Идет в раздумье, да вдруг старичка какого-то увидел. Старичок седенький, сгорбленный, у дороги на камушке сидит, да одет-то странно… в одно исподнее. Подошел Саверий поближе, пригляделся и глазам своим не поверил — это, оказывается, сам князь! Сидит себе, пригорюнился. Ну и ну! Вот так встреча!
— Князюшка, Господь с тобой, ты ли это? Как же это тебя угораздило? Где стража, где слуги твои? Нешто опять басурманы нагрянули да всех перебили? Вот беда-то!
Тут князь на егеря своего взглянул и со слезой в голосе отвечает:
— Кабы басурманы, и то бы ничего, а то ведь хуже…
— Хуже? — удивляется молодец.
— Куда хуже! Прошка, собачий сын, меня обманул!
— Обманул? Так на то он и лиходей, князюшка.

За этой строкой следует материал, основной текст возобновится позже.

PR #265, opened 2026-03-17
Change cell error flash color

yrkim98:
Travis requested that the flashing red color be changed for the cell error.

previously we were using the default error color, now changed to #FEE0DE.

(It looks like we use the default red color in a couple other css files, but maybe we should change all error colors to #FEE0DE? For now just doing it in this one place.)

The new color looks like this:

https://github.com/user-attachments/assets/2591d285-b125-4ea2-bbad-f7637f8e6417

### DIFF
--- a/src/renderer/containers/Table/DefaultCells/DisplayCell/styles.pcss
+++ b/src/renderer/containers/Table/DefaultCells/DisplayCell/styles.pcss
@@ -69,7 +69,7 @@
 }
 
 @keyframes flash-error {
-    0% { background-color: var(--error); }
+    0% { background-color: #FEE0DE; }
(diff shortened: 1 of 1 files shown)


TravisKroeker (approved):
If we change the default error color, it should be changed to #F92D20. The lighter red is you implemented is a variant of the same red color ramp as #F92D20, but is too light for text or most other warning applications. The reason I changed it in this PR was that the dark red was too alarming- especially in conjunction with the popover.

hughes036 (approved):
I think the next time we meet, we should start building a workflow where @TravisKroeker can make changes like this directly and pr them.  In the age of AI agents we can have a much tighter feedback loop.

PR #269, opened 2026-03-24
auto select well from extracted metadata

yrkim98:
**Summary**                                                                                                                                                                   
@antoineborensztejn requested automatically filling well metadata after the user enters a barcode.
 I made a change so that when a plate barcode is set and MXS has extracted Row and Column metadata for a file,  it will automatically select the matching well

https://github.com/user-attachments/assets/f3c155cf-a4b5-4c89-bf28-11c535040e4d

 
**Changes**
src/renderer/state/upload/logics.ts: added code to autofill well inside the `updateUploadLogic()`, which fires whenever the template is edited. Specifically, the code i added runs when plate barcode is entered and validated.

I'm piggybacking on existing code that sets plate/well info for the well selector UI. Previously, this was just set so that once the user entered a barcode, they could click on the well cell and select a well. With this addition, if the image has valid `Row` and `Col` in its metadata, it will automatically select the corresponding well.

src/renderer/state/upload/test/logics.test.ts: unit tests for this change. Mainly testing the well autoselection, making sure to only autoselect if row/col metadata exists, and making sure to select only valid wells.

**Test**
- Tested with images from VAST with known wells: confirmed correct, well auto-selected                                                      
- End to end test confirmed MMS received the auto-selected well and updated in BFF
- Would like to get a pre-release version to Hannah Thorpe to make sure this works for her data before releasing

**Note on well indexing**
using well A1 as an example:

- In the image metadata this will be row = 1, col = 1
- FUA converts it to a 0 index
- We select 0,0 in the plate layout -> well A1 -> update annotations that will be sent to MMS with this well ID
- This is in line with what MXS does when extracting well IDs in its PATCH endpoint

**Note on not greying out autofilled wells**

- FUA currently greys out and disables all autofilled cells
- I chose not to do this for wells bc I saw some instances during testing such as [this image](https://bff.allencell.org/app?c=file_name%3A0.4%2CKind%3A0.2%2CType%3A0.25%2Cfile_size%3A0.15&filter=%7B%22name%22%3A%22file_name%22%2C%22value%22%3A%223500007829_20251031_20X_Timelapse-01.czi%22%2C%22type%22%3A%22default%22%7D&source=%7B%22name%22%3A%22AICS+FMS%22%7D&sort=%7B%22annotationName%22%3A%22uploaded%22%2C%22order%22%3A%22DESC%22%7D) where there is only one row, col pair in the image metadata yet the upload user selected multiple wells.


hughes036:
> This is in line with what MXS does when extracting well IDs in its PATCH endpoint

Does MXS do this on PATCH only (not PUT)?

We haver a ticket for making PUT behave more like PATH, could WellId piggyback?

src/renderer/state/upload/logics.ts
```diff
@@ -368,7 +391,7 @@ const updateUploadLogic = createLogic({
     // If a plate barcode is being updated check for imaging sessions
     const plateBarcode = upload[AnnotationName.PLATE_BARCODE]?.[0];
     if (plateBarcode) {
-      const plateBarcodeToPlates = getPlateBarcodeToPlates(deps.getState());
+      let plateBarcodeToPlates = getPlateBarcodeToPlates(deps.getState());
```
hughes036: Style: Rather than reassign `plateBarcodeToPlates`, I would just create a new variable below.

src/renderer/state/upload/logics.ts
```diff
@@ -398,12 +421,34 @@ const updateUploadLogic = createLogic({
...
-          })
+        plateBarcodeToPlates = {
+          ...plateBarcodeToPlates,
+          [plateBarcode]: imagingSessionsWithPlateInfo,
+        };
+        dispatch(setPlateBarcodeToPlates(plateBarcodeToPlates));
+      }
+
+      // autoselect well if row and col data available from mxs
+      const fileKey = deps.action.payload.key;
```
hughes036, line 433: Logics noob question - execution `dispatch` is async, and execution continues below, right?

Having a single logic do so much, including dispatch multiple events conditionally, seems like a great way to create complex side effects that interact in ways that are difficult to replicate / reason about.

hughes036: Does `dispatch(setPlateBarcodeToPlates(plateBarcodeToPlates));` just set the barcode in the template table?

And everything below here is just about setting the well in the template?

If so, could you just update state & emit 1 event?  And break some if this login into local methods for readability?

src/renderer/state/upload/logics.ts
```diff
@@ -398,12 +421,34 @@ const updateUploadLogic = createLogic({
...
+      const mxsData = deps.getState().metadataExtraction[fileKey]?.metadata;
+      const rowValue = mxsData?.["Row"]?.value;
+      const colValue = mxsData?.["Column"]?.value;
+
+      if (rowValue !== undefined && colValue !== undefined) {
+        // row and col are 1-indexed in metadata, convert to 0-indexed
+        const row = Number(rowValue) - 1;
+        const col = Number(colValue) - 1;
+        const plates = plateBarcodeToPlates[plateBarcode];
+        const well = plates?.[0]?.wells.find(
```
BrianWhitneyAI: Should there be some error case around if multiple plates are returned? I remember this being an issue at one point

BrianWhitneyAI (approved):

src/renderer/state/upload/logics.ts
kmitcham: If multiple plates are found, failing the upload makes a certain amount of sense.  I don't think there are supposed to be repeated barcodes.

kmitcham (approved):

hughes036:
> Note on not greying out autofilled wells

> 
> FUA currently greys out and disables all autofilled cells
> I chose not to do this for wells bc I saw some instances during testing such as [this image](https://bff.allencell.org/app?c=file_name%3A0.4%2CKind%3A0.2%2CType%3A0.25%2Cfile_size%3A0.15&filter=%7B%22name%22%3A%22file_name%22%2C%22value%22%3A%223500007829_20251031_20X_Timelapse-01.czi%22%2C%22type%22%3A%22default%22%7D&source=%7B%22name%22%3A%22AICS+FMS%22%7D&sort=%7B%22annotationName%22%3A%22uploaded%22%2C%22order%22%3A%22DESC%22%7D) where there is only one row, col pair in the image metadata yet the upload user selected multiple wells.

Looks like you still need to implement the new decision about 'graying out' well auto-selections; LMK when u are ready for another review.

src/renderer/state/upload/logics.ts
yrkim98: https://github.com/aics-int/aics-file-upload-app/pull/269/changes/3964be7b9a2e5313edaf6b99c6cef86491dde25a

src/renderer/state/upload/logics.ts
yrkim98: `redux-logic`'s `disptch` is async + you are right in that it is confusing but in this case I don't see it creating any side effects, the two dispatches i added dont interact at all
`dispatch(setPlateBarcodeToPlates())` updates state.metadata  for well lookup data, which later renders the plate UI
`dispatch(updateUpload())` updates state.upload for the well autofill
and the well autofill reads from a local variable, instead of state.metadata, so it wont matter if that dispatch hasn't hit yet.

It would be difficult to couple this into one event since they update different state. We'd have to merge the two separate states and have its reducer handle that event, and IMO it makes sense to have these separated

but happy to break this method down into helpers for readability

src/renderer/state/upload/logics.ts
yrkim98: this array is `PlateImagingSession[]`, not barcode (so if multiple imaging sessions have the same plate). I update the code to match existing code we have in WellCell on how to handle this case, rather than blindly selecting the first one

yrkim98: the multple barcodes issue seems like a data issue, not a fua issue, so leaving it for now.

src/renderer/containers/Table/CustomCells/WellCell/index.tsx
```diff
@@ -156,7 +158,9 @@ export default function WellCell(props: CellProps<FileModel>) {
         value={wellLabels.sort()}
         disabled={!wells?.[0].length}
         onTabExit={() => setIsEditing(false)}
-        onStartEditing={() => wells?.[0].length && setIsEditing(true)}
+        onStartEditing={() =>
+          !isAutofilled && wells?.[0].length && setIsEditing(true)
```
hughes036, line 162: Does `setIsEditing(true)` render the well picker?

src/renderer/state/upload/reducer.ts
```diff
@@ -83,11 +83,24 @@ const actionToConfigMap: TypeToDescriptionMap<UploadStateBranch> = {
         };
       }
 
+      const currentUpload = state[action.payload.key];
+      const mergedAutofilledFields = upload.autofilledFields
+        ? [
+            ...new Set([
+              ...(currentUpload.autofilledFields || []),
```
hughes036, line 90: This looks like it handles the case when autofill is happening, and the current upload already has autofilled fields.  Is that right?  

What state / workflow leads to this?  

This looks like a good change to comment.

src/renderer/state/upload/reducer.ts
```diff
@@ -83,11 +83,24 @@ const actionToConfigMap: TypeToDescriptionMap<UploadStateBranch> = {
...
+              ...upload.autofilledFields,
+            ]),
+          ]
+        : currentUpload.autofilledFields;
+
       return {
         ...state,
         [action.payload.key]: {
-          ...state[action.payload.key],
+          ...currentUpload,
```
hughes036, line 99: How will upload and currentUpload be different?

src/renderer/state/upload/logics.ts
```diff
@@ -438,14 +439,18 @@ const updateUploadLogic = createLogic({
...
+        const imagingSessionName = upload[AnnotationName.IMAGING_SESSION]?.[0];
+        const plate = plates?.find((p) =>
+          imagingSessionName ? p.name === imagingSessionName : !p.name
         );
+        const well = plate?.wells.find((w) => w.row === row && w.col === col);
         if (well) {
           dispatch(
             updateUpload(fileKey, {
               [AnnotationName.WELL]: [well.wellId],
+              autofilledFields: [AnnotationName.WELL],
```
hughes036, line 453: The effect is, all autofilled fields (including Well) are grayed out.  

When this condition is skipped, the well picker will behave normally.

?

src/renderer/state/upload/test/logics.test.ts
```diff
@@ -828,6 +828,207 @@ describe("Upload logics", () => {
...
+        ],
+      });
+
+      // Act
+      store.dispatch(
+        updateUpload(uploadRowKey, {
+          [AnnotationName.PLATE_BARCODE]: [plateBarcode],
+        })
+      );
+      await logicMiddleware.whenComplete();
```
hughes036, line 898: Nice job on this test.  Very readable.

hughes036 (approved):

PR #276, opened 2026-04-08
Upload extracted metadata from clients

yrkim98:
**Description**
this is the start of our design change to move away from automatic extractions on the backend and start to upload extracted metadata from the clients.

the metadata is still extracted by MXS, but the client calls MXS and we use the client to pass the data forwards to MMS.

**Changes**
- src/renderer/state/metadataExtraction/logics.ts: Identifies which annotations in template are `Duration` type, and converts metadata recieved from MXS (which is in ms) to make sure UI renders it correctly
- src/renderer/state/upload/selectors.ts: Removed exclusion of autofilled metadata, which we now include in the metadata sent to MMS. Merges all MXS extracted metadata with user entered
- src/renderer/state/upload/test/selectors.test.ts: test changes
- src/renderer/state/upload/reducer.ts: Comment change (this will change later again)

**Validation**
Tested with array of czi and nd2 images on staging- uploads show all metadata, user entered, and extracted, on FMS

### DIFF
--- a/src/renderer/state/metadataExtraction/logics.ts
+++ b/src/renderer/state/metadataExtraction/logics.ts
@@ -1,5 +1,8 @@
 import { createLogic } from "redux-logic";
 
+import { DAY_AS_MS, HOUR_AS_MS, MINUTE_AS_MS } from "../../constants";
+import { Duration } from "../../types";
+import { getDurationAnnotationTypeId } from "../metadata/selectors";
 import {
   fetchMetadataSucceeded,
   fetchMetadataFailed,
@@ -18,6 +21,18 @@ import {
 import { autofillFromMXS } from "../upload/actions";
 import { ADD_UPLOAD_FILES } from "../upload/constants";
 import { AddUploadFilesAction } from "../upload/types";
+
+function msToDuration(ms: number): Duration {
+  let remaining = ms;
+  const days = Math.floor(remaining / DAY_AS_MS);
+  remaining -= days * DAY_AS_MS;
+  const hours = Math.floor(remaining / HOUR_AS_MS);
+  remaining -= hours * HOUR_AS_MS;
+  const minutes = Math.floor(remaining / MINUTE_AS_MS);
+  remaining -= minutes * MINUTE_AS_MS;
+  const seconds = Math.floor(remaining / 1000);
+  return { days, hours, minutes, seconds };
+}
 
 // fetches MXS data and stores in metadataExtraction state
 const fetchMetadataLogic = createLogic({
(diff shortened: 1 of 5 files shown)


kmitcham (approved):

src/renderer/state/metadataExtraction/logics.ts
```diff
@@ -19,6 +22,18 @@ import { autofillFromMXS } from "../upload/actions";
 import { ADD_UPLOAD_FILES } from "../upload/constants";
 import { AddUploadFilesAction } from "../upload/types";
 
+function msToDuration(ms: number): Duration {
```
hughes036: Request: unit test this.

hughes036: nit: refactor repeated operation to be DRY.

src/renderer/state/metadataExtraction/logics.ts
```diff
@@ -72,15 +87,34 @@ const autofillOnTemplateAppliedLogic = createLogic({
...
+      (template?.annotations || [])
+        .filter((a) => a.annotationTypeId === durationTypeId)
+        .map((a) => a.name)
+    );
+
     for (const filePath of Object.keys(uploads)) {
       const cachedMetadata = state.metadataExtraction[filePath]?.metadata;
       if (cachedMetadata) {
-        dispatch(autofillFromMXS(filePath, cachedMetadata));
+        const convertedMetadata = Object.fromEntries(
```
hughes036: request: refactor
(this is a pretty confusing statement)

src/renderer/state/upload/selectors.ts
```diff
@@ -469,45 +464,89 @@ export const getAnnotations = (
...
-        ...(fileMetadata[AnnotationName.WELL]?.length && {
-          wellIds: fileMetadata[AnnotationName.WELL],
-        }),
-      },
-    }));
+    const templateAnnotationNames = new Set(
+      template.annotations.map((a) => a.name)
+    );
+
+    return Object.entries(uploads).map(([filePath, fileMetadata]) => {
```
hughes036, line 494: request: refactor

src/renderer/state/metadataExtraction/logics.ts
yrkim98: https://github.com/aics-int/aics-file-upload-app/pull/276/commits/e9483641245c957b7052af54d259520a21cb63f7 added

src/renderer/state/metadataExtraction/logics.ts
yrkim98: https://github.com/aics-int/aics-file-upload-app/pull/276/commits/7d0c1584ae50b905771e5b3454455af37b8cfe67

 this should make it clearer, avoided using map with the logic inside of it and just used a loop, also added comments

src/renderer/state/upload/selectors.ts
yrkim98: I refactored the way we merge metadata, so its done a bit nicer: https://github.com/aics-int/aics-file-upload-app/pull/276/commits/72d339497d18932eeb357ff182d599748cd79624

basically getting extracted metadata, merging in the the user entered metadata if not already present, and using that as the annotations list that gets sent to MMS. Left some comments to clear it up

re the `Object.entries` statement used and the rest of these changes, this was already existing code (see https://github.com/aics-int/aics-file-upload-app/pull/276/changes#diff-84062e0be9e2e33a55a2b5c26fa52316aa958e42eeea3d70925803409ec6cb3dL483)
so i am leaving for now

src/renderer/state/upload/selectors.ts
```diff
@@ -469,45 +464,75 @@ export const getAnnotations = (
   return annotations;
 };
 
+export const getExtractedAnnotations = (
```
hughes036, line 467: naming nit: this seems like a transformation function than a getter.  `normalizeExtractedAnnotations` ?

hughes036: Is this really just a private method?  I only see it called from within this class.  Can you just declare it const and not export?

hughes036 (approved):
Much simpler and easier to read!
Nice work.

src/renderer/state/upload/selectors.ts
yrkim98: its called in the test for this method, so need this

yrkim98: naming change is valid, ill make that change

PR #280, opened 2026-05-01
Bugfix/upload mass editor bugs

yrkim98:
###  Description                                                                                                                                                     
This is a set of fixes to make the annotation mass editor behave consistently with annotating individual rows in the upload template.                                                        
                                                                                                                                                                  
Previously, entering a plate barcode in the mass editor didn't trigger well autofill per file.

additionally, using the mass edit feature or dragging to copy values down a column could overwrite cells that had been autofilled by MXS.                                        
                                                                                                                                                                  
### Changes   
**src/renderer/state/selection/logics.ts**                                                                                                                         
Main changes here is to protect against editing already autofilled rows when drag and dropping or using mass edit UI to change multiple rows in a column.

- disable mass edit if a selected row has already been autofilled                     
- drag to copy skips autofilled rows                

**src/renderer/state/upload/logics.ts**
changes here are for the well autofill

- fix plate barcode not triggering well autofill on re-selection, now autofills the well 
                                                                                                                                                                                                                                                                                          
### Validation                                                                                                                                                      
                                                                                                                                                                  

- tested with czi files that have row/col metadata from MXS. barcodes entered in both single-row and mass edit correctly grey and autofill the well column.      

- dragging over autofilled rows leaves them untouched.

### DIFF
--- a/src/renderer/state/selection/logics.ts
+++ b/src/renderer/state/selection/logics.ts
@@ -177,7 +177,7 @@ const stopCellDragLogic = createLogic({
       const columnId = cellAtDragStart.columnId;
       const rowIds = rows
         .map((row: UploadRowTableId) => row.id)
-        .filter((id) => !upload[id]?.autofilledFields?.includes(columnId));
+        .filter((id: any) => !upload[id]?.autofilledFields?.includes(columnId));
       const value = upload[cellAtDragStart.rowId][columnId];
       if (rowIds.length) {
         dispatch(updateUploadRows(rowIds, { [columnId]: value }));
--- a/src/renderer/state/selection/logics.ts
+++ b/src/renderer/state/selection/logics.ts
@@ -173,10 +173,15 @@ const stopCellDragLogic = createLogic({
   ) => {
     const { cellAtDragStart, rows } = ctx;
     if (cellAtDragStart && rows?.length) {
-      const rowIds = rows.map((row: UploadRowTableId) => row.id);
       const upload = getUpload(getState());
-      const value = upload[cellAtDragStart.rowId][cellAtDragStart.columnId];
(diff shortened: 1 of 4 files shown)


src/renderer/state/selection/logics.ts
```diff
@@ -157,10 +179,18 @@ const stopCellDragLogic = createLogic({
...
     if (cellAtDragStart && rows?.length) {
-      const rowIds = rows.map((row: UploadRowTableId) => row.id);
       const upload = getUpload(getState());
-      const value = upload[cellAtDragStart.rowId][cellAtDragStart.columnId];
-      dispatch(updateUploadRows(rowIds, { [cellAtDragStart.columnId]: value }));
+      const columnId = cellAtDragStart.columnId;
+      // get row ids that dont have autofill
+      const rowIds = rows
+        .map((row: UploadRowTableId) => row.id)
+        .filter((id: any) => !upload[id]?.autofilledFields?.includes(columnId));
```
BrianWhitneyAI, line 187: I think this can be typed to string[]

src/renderer/state/selection/logics.ts
```diff
@@ -98,13 +98,35 @@ const startMassEditLogic = createLogic({
...
+    // user should not be able to mass edit on that row
+    // to avoid potentially overwriting extracted metadata.
+    const selectedRowIds: string[] = action.payload;
+    const upload = getUpload(getState());
+
+    // get set of autofilled fields that we should not mass edit
+    const autofilledFieldSets = selectedRowIds.map(
+      (id) => new Set<string>(upload[id]?.autofilledFields || [])
+    );
+    if (autofilledFieldSets.length) {
```
BrianWhitneyAI, line 120: I think this is redundant

BrianWhitneyAI (approved):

— То-то и оно!!! Посулил мне, видишь ли, все сорок сундуков из лесу доставить. "Дозволь, — говорит, — по рынку, по торговым рядам пройтись, а я, мол, нужным людям знать дам, чтобы сокровища в условленное место принесли".
— А кабы сбежал Прошка?
— Да как ему сбежать-то, Саверий? Я по рынку возле каждого лотка соглядатаев понаставил да велел Прошку к здоровенному охраннику цепью приковать. Но вот провели его, в острог вернули, а он, супостат окаянный, и говорит: "Дело сделано, князюшка. Два денька потерпи, а на третий сундуки в условленном месте будут, возле старого дуба, что на горке среди буреломов высится". Но и это не все! Он, злыдень, поучать меня принялся.
"В сундуках-то, — говорит, — богатства неимоверные.
Коли люди богатства эти узреют, то разум потеряют, убивать друг друга начнут да все порастащат. А потому надо, мол, сундуки вначале в казну привезти, а уж там самому и открыть".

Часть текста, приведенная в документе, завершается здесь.